India—Curried Meatballs

 

Indian Mainindian curried meatballs

Curried Meatballs
Kofta Kari
(Makes 16 meatballs)

Kofta are balls of seasoned minced meat and/or vegtables. Ours are poached in a curried yogurt sauce.

1 lb. ground pork
3-4 cloves garlic (crushed or minced)
2 tsp. salt (divided)
4 T ghee (see sidebar)
6 cloves
12 black peppercorns
3 cinnamon sticks (2" long)
2 bay leaves
2 brown cardamom pods (see sidebar)
1 large onion (finely chopped)
3 tomatoes (quartered)
2 T plain yogurt
1/2 tsp. red chili powder
2 C water
1 tsp. teaspoon garam masala (see sidebar)
2 T fresh coriander leaves (chopped) — garnish

Meatballs: Combine pork with garlic and 1 tsp. salt. Mix well. Divide meat into 4 portions, then each portion into 4 again, for a total of 16. Roll into meatballs.

Sauce: heat ghee over a moderate heat in a deep saucepan. Stir in cloves, peppercorns, cinnamon, bay leaves, and cardamom, onion. When onion is golden, add tomatoes, yogurt, chili powder. Stir several times. Pour in water and remaining salt. Bring to a boil.

Cook meatballs: Drop meatballs in boiling sauce. Partially cover the pan. Bring mixture to a boil. Simmer for 15 minutes. Serve hot, sprinkled with garam masala and coriander.
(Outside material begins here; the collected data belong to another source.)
PR #765, opened 2026-07-15
Reorder visual hierarchy when side-cap labels are given

### LINKED ISSUE #764: Side labels create unclear visual hierarchy
When a spanning y-axis label is used together with categorical row labels, UltraPlot places the shared y-axis label between the row labels and the subplot grid. This pushes labels such as “Cropland,” “Forest,” “Grassland,” and “Savanna” farther away from their corresponding rows, creating an unclear visual hierarchy. The shared y-axis label should preferably be outermost, while the categorical row labels should remain closer to their panels. This behavior is reproducible in plain UltraPlot and is unaffected by the order of the formatting calls.

Minimal Reproducible Example
```
import ultraplot as uplt

fig, axs = uplt.subplots(
    nrows=4,
    ncols=4,
    sharex=True,
    sharey=True,
)

axs.format(
    xlabel="Observed value",
    ylabel="Predicted value",
)

fig.format(
    rowlabels=[
        "Cropland",
        "Forest",
        "Grassland",
        "Savanna",
    ],
)

plt.show()

```

_Originally posted by @lwq-star in https://github.com/Ultraplot/UltraPlot/discussions/747#discussioncomment-17643884_

cvanelteren:
Closes #764 
This PR changes the behavior of sidelabels. Now, the side caption labels sit closest to the y labels so that a shared ylabel now has a clearer visual hierarchy. During this process an additional bug was found relating to the ylabels and dpi; this is now figure relative.

### DIFF
--- a/docs/subplots.py
+++ b/docs/subplots.py
@@ -395,6 +395,14 @@ for (name1, equal), (name2, group) in zip(equals, groups):
 #    Explicit sharing levels still force sharing attempts and may warn when
 #    incompatible axes are encountered.
 #
+# When figure-level row or column labels and a shared spanning axis label use
+# the same side, the row or column labels are placed nearer the axes and the
+# spanning label is placed outside them. Control this gap with the
+# :rc:`leftlabel.sharedpad`, :rc:`rightlabel.sharedpad`,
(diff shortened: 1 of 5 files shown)


cvanelteren:
Example: 
image

PR #766, opened 2026-07-15
Fix centering of titles

cvanelteren:
Fix an issue where the added abc logic was interferring with a shift in the title.


AbsoluteVacuum:
Thank you so much! I had such a huge issue with this. Happy that it's finally fixed!

PR #767, opened 2026-07-15
[Feature] Abc anchor and Geo aspect

cvanelteren:
Mixed plots with GeoAxes and normal cartesian plots are a bit cumbersome to deal with. The major issue is that cartopy will adjust the subplot dimension such that it matches the aspect ratio of the plot. This makes the subplot look good, but runs into issues when we have multiple subplot kinds within one figure. This PR will introduce 2 new options.

With `abcanchor`  users can now override the default behavior of putting the abc in the top left corner, by stating the alignment point.  For example, setting `abcanchor="slot"` will set the anchor mode to be within the "slot" of the layout rather than the axes as a reference point. 

image

In addition, aspect can now be set on geo axes  (i.e. `aspect = "auto"`); this aids in forcing aspect to match the rest of the plot rather than the reshaping performed by cartopy.

I think these features together will give users within geoscience more power and flexibility. 

```
import ultraplot as uplt

layout = [[1, 2], [3, 4]]
fig, axs = uplt.subplots(
    layout,
    proj={4: "cyl"},
    share=False,
)
axs.format(abc = True)
axs.format(land = True, landcolor = "k", oceancolor = 'ocean blue', ocean = True, abcanchor = "slot")
```

</details>

### DIFF
--- a/docs/projections.py
+++ b/docs/projections.py
@@ -517,6 +517,60 @@ fig.format(
 
 
 # %% [raw] raw_mimetype="text/restructuredtext"
+# .. _ug_geo_layout:
+#
+# Geographic axes in mixed subplot layouts
+# -----------------------------------------
+#
+# Geographic axes preserve the aspect ratio required by their projection. This is
+# important for interpreting distances and shapes correctly, but it creates a layout
+# choice when a map shares a GridSpec with Cartesian axes or maps that have a different
+# natural aspect ratio. A fixed-aspect map cannot both fill a differently shaped subplot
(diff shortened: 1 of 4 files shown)


gepcel (approved):

munechika-koyo:
I couldn't handle this review because of recent busy weeks.
I sincerely apologize for not reviewing this PR.

cvanelteren:
> I couldn't handle this review because of recent busy weeks.
> 
> I sincerely apologize for not reviewing this PR.
 

No worries!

Delicious with white rice.

| See more Indian recipes |

Tips & Glossary

Many of the ingredients used for Indian cooking probably aren’t in your spice shelf. And you may find them only at specialty Indian stores. So to avoid frustration, make a list of the items you need before trying out the recipes.

Watch out for those chilies! Unless you love the real hot stuff, reduce the amount of chili called for in the recipe.
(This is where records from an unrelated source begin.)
PR #771, opened 2026-07-17
[Feature] Add Hawkeye option

### LINKED ISSUE #770: Suggestion: improve inset positioning for geoaxes
### Why this?

Inset axes are widely used in plots, both for Cartesian Axes and for GeoAxes. In map contexts, this is sometimes called a *hawkeye map*.

While `ax.inset` works well for Cartesian axes, it does not handle geoaxes correctly. The reason is that geoaxes enforce a fixed aspect ratio determined by the map projection. As a result, the standard inset positioning logic fails, as reported in issue [#751](https://github.com/Ultraplot/UltraPlot/issues/751).

I have a small helper function that works around this for personal use, but I'm not sure whether this approach fits UltraPlot's design philosophy. If it does, **Could you take a look? And see how it might be able to integrated properly, following UltraPlot's code style.**

### How

1. Ignore the explicitly set width and height for geoaxes (though maybe there is a way to enforce at least a minimum width that I am unaware of).
2. Recalculate the position, width, and height from the desired anchor point, and then reset the inset position.

Here is a minimal example using the helper function:

```python
import cartopy.crs as ccrs

fig, ax = plt.subplots(1, 1, subplot_kw={'projection': ccrs.PlateCarree()})
ax.coastlines()

# iax.set_position doesn't work for inset_exes. Don't know why.
# iax = ax.inset_axes([0.8, 0.8, 0.2, 0.2], projection=ccrs.PlateCarree())
iaxs = [fig.add_axes([0.8, 0.8, 0.1, 0.2], projection=ccrs.PlateCarree()) for i in range(10)]

# for the first 9 iax, use loc string as anchor:
for iax, pos, anchor in zip(iaxs[:-1],
    [(0,1), (.5, 1), (1,1), (0,.5), (.5,.5), (1,.5), (0,0), (.5, 0), (1, 0)],
    ['ul', 'uc', 'ur', 'cl', 'c', 'cr', 'll', 'lc', 'lr']):
    iax.set_extent([68, 70, 22, 24])
    iax.coastlines()
    iax.spines['geo'].set_edgecolor('red')
    iax.text(.5, .5, anchor, ha='center', va='center', fontsize=24, color='r', transform=iax.transAxes)
    update_inset_position(pos[0], pos[1], ax, iax, anchor=anchor, anchor_transform='data')

# For the last iax, use (x,y) as for anchor:
iaxs[-1].set_extent([68, 70, 22, 24])
iaxs[-1].coastlines()
iaxs[-1].spines['geo'].set_edgecolor('blue')
iaxs[-1].spines['geo'].set_linewidth(2)
update_inset_position(68, 22, ax, iaxs[-1], transform='data', anchor=(68, 22), anchor_transform='data')
iaxs[-1].text(.5, .5, '(68,22)', ha='center', va='center', fontsize=16, color='b', transform=iaxs[-1].transAxes)
plt.show()
```

And here is the resulting image:

Image

### Future enhancements which the helper func doesn't include.

1. **Indicator rectangle** – automatically place a rectangle on the main axes (or the inset) to indicate the region that is magnified, depending on which of the two is zoomed in.
2. **Indicator lines** – add connecting lines between the inset and the main axes, if necessary.

### The helper function:

```python
# Copy the method from ultraplot here, to work with matplotlib and cartopy.
def _get_transform(ax, transform, default="data"):
    """
    Translates user input transform. Also used in an axes method.
    """
    # TODO: Can this support cartopy transforms? Seems not when this
    # is used for inset axes bounds but maybe in other places?
    from ultraplot.internals import _not_none
    from matplotlib import transforms as mtransforms
    from cartopy.crs import CRS, PlateCarree
    transform = _not_none(transform, default)
    if isinstance(transform, mtransforms.Transform):
        return transform
    elif CRS is not object and isinstance(transform, CRS):
        return transform
    elif PlateCarree is not object and transform == "map":
        return PlateCarree()
    elif transform == "data":
        return ax.transData
    elif transform == "axes":
        return ax.transAxes
    elif transform == "figure":
        return ax.figure.transFigure
    elif transform == "subfigure":
        return ax.figure.transSubfigure
    else:
        raise ValueError(f"Unknown transform {transform!r}.")


def update_inset_position(x, y, ax, iax, transform='axes', anchor='ur', anchor_transform='iax'):
    '''
    Update the position of the inset axes based on position(x, y) and anchor.
    Place anchor point of iax in the position (x, y) of ax.

    Args:
      x, y: float, point position to put iax on ax.
      transform: str, 'axes' or 'data', default 'axes'.
      anchor: str or tuple of float.
              If str, must be one of: ul, ur, ll, lr, c, uc, lc, cl, cr, or "upper right", "upper left", "lower right", "lower left", "center", "center left", "center right", "upper center", "lower center".
              If tuple, must be (x, y) of iax.
      trnasform: str or matplotlib transform object, the transform of x, y, default to "axes", aka: ax.transAxes
      anchor_transform: str or matplotlib transform object, the transform of anchor point, default to "iax", aka: iax.transAxes
    '''
    plt.draw()
    anchor_position_loc = {
        'ul': (0, 1), 'upper left': (0, 1),
        'ur': (1, 1), 'upper right': (1, 1),
        'll': (0, 0), 'lower left': (0, 0),
        'lr': (1, 0), 'lower right': (1, 0),
        'c': (0.5, 0.5), 'center': (0.5, 0.5),
        'uc': (0.5, 1), 'upper center': (0.5, 1),
        'lc': (0.5, 0), 'lower center': (0.5, 0),
        'cl': (0, 0.5), 'center left': (0, 0.5),
        'cr': (1, 0.5), 'center right': (1, 0.5),
    }
    # get position of iax
    if isinstance(anchor, str):
        if anchor not in anchor_position_loc:
            raise ValueError(f'anchor must be one of {list(anchor_position_loc.keys())}, got {anchor}')
        anchor = anchor_position_loc[anchor]
        # if anhcor is string, ignore anchor_transform.
    else:
        anchor = tuple(anchor) # expect (x, y)

        # for anchor_transform, The 'iax' shortcut means "use the inset axes' own transAxes".
        # Since _get_transform does not recognize 'iax', we map it to 'ax'
        # and pass the inset axes (iax) as the axes argument.
        # This yields iax.transAxes, which places the anchor in
        # the inset axes' normalized coordinate system (0-1).
        anchor_transform = 'axes' if anchor_transform == 'iax' else anchor_transform
        anchor_transform = _get_transform(iax, anchor_transform)
        anchor = iax.transAxes.inverted().transform(anchor_transform.transform(anchor))

    position_ax = ax.get_position()
    position_iax = iax.get_position()
    invert_fig_trans = ax.figure.transFigure.inverted()
    x, y = _get_transform(ax, transform).transform((x, y))
    x, y = invert_fig_trans.transform((x, y))
    x -= anchor[0] * position_iax.width
    y -= anchor[1] * position_iax.height
    # trans_ax.transform(x,y)
    iax.set_position([x, y, position_iax.width, position_iax.height])
```

cvanelteren:
Closes #770 

This PR extends the options for annotation on `GeoAxes`. It add specific "hawkeye" insets for GeoAxes to highlight specific areas of the map. It both adds square as well as circular annotations. Examples:

test2

test1

Succinctly this is now wired in as:

  - Scalar or (width, height) size in parent-axes fractions.
  - Anchoring with xy, transform, and anchor.
  - Geographic extent plus automatic detail/overview relation inference.
  - Extent indicators and either corner connectors or a single leader line.
  - Rectangular or circular inset/target shapes.
  - Projection-preserving circular callouts that pad the shorter map dimension;
    aspect="auto" instead fits an exact extent with distortion.
  - Optional alternative inset projection via proj=.
  - Gridlines disabled by default.

### DIFF
--- a/ultraplot/axes/base.py
+++ b/ultraplot/axes/base.py
@@ -166,8 +166,9 @@ This is similar to `matplotlib.axes.Axes.inset_axes`.
 
 Parameters
 -----------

Asafoetida: a powdered spice related to the fennel family.

Basmati Rice: literally “Queen of fragrance." This rice, cultivated in India, is known for its delicate flavor and fragrance.

Besan: also known as “gram flour,” made of ground chana dal, like chickpeas, only smaller and lighter in color.
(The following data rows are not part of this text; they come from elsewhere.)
PR #783, opened 2026-07-31
Add line to geolegend

gepcel:
Suggest to add "line" to geolegend.


cvanelteren:
Ah damn forgot to check. This needed black. Will fix no worries. Thanks!

PR #888, opened 2022-04-27
Data pipelines unification

tisnik:
# Description

Data pipelines unification

## Type of change

- Documentation update

## Testing steps

N/A

## Checklist


Bee-lee (approved):

joselsegura (approved):
LGTM

Maybe it can be simplified a bit (using same ccx-data-pipeline archives handler, adding internal rules and using 2 different consumer groups for each aggregator).

Probably it will be worst for the aggregator POV to distinguish between internal and external...

tisnik:
> 

thank you @joselsegura . It basically needs some "hard" changes in the code + probably need re-review from sec. team, which might be problematic.

PR #902, opened 2022-06-08
fix edge case in clusters_detail when all clusters are managed and requested rule is not

Bee-lee:
# Description
Fix a bug where smart-proxy used the aggregator fallback solution to retrieve a list of clusters when the list of active clusters was empty, but valid (clusters were filtered out).

Fixes 8109

## Type of change

## Testing steps
`make before_commit` + checked behaviour with hacked code

## Checklist


tisnik (approved):
Seems ok'

juandspy (approved):

PR #904, opened 2022-06-21
return "impacted" field

dpensi:
# Description

return "impacted" field

Fixes # CCXDEV-7860

## Type of change

## Testing steps

-

## Checklist


tisnik (commented):
I'd increase ReadTimeout to 1 minute or so

juandspy (approved):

Cardamom: related to the ginger family. Pods (green, brown, or black) are the best way to store cardamom. But high-quality ground is also available. A rule of thumb: 10 pods = 1 1/2 tsp. ground.

Chili: any small hot pepper, as opposed to larger, milder bell peppers; widely used in Indian cuisine.

Coriander: aka cilantro, Chinese, or Mexican parsley. Both fresh leaves and dried ground seeds are used in Indian, Asian and Mexican cuisines.

Cumin: an aromatic, kin to parsley and carrot plant; an important ingredient in chili powder. Used especially in Indian curries. It has an earthy, peppery flavor.

Curry: a generic term for a soups and stews flavored with variety of spices—most often cumin, coriander, and tumeric, but others as well. You can make curry powder or buy it commercially.

Garam Masala: literally, “hot spice,” usually a mixture of cinnamon, cumin, cloves, nutmeg, and green cardamom seed or black cardamom pods. McCormick makes it; even Cooks Illustrated rated it highly.

Ghee: clarified butter. Melt 1 lb. unsalted butter over low heat for 20 minutes (careful not to burn), remove from heat and skim away solids. Strain through cheesecloth into a separate container and keep…forever. It doesn’t need to be refrigerated. If you buy commercial ghee, make sure it comes from real butter, not hydrogenated oils.

Saffron: stigma from the crocus family; it’s the most expensive spice in the world. Buy saffron threads; before using them, steep in a little hot water for 10 minutes to release flavor.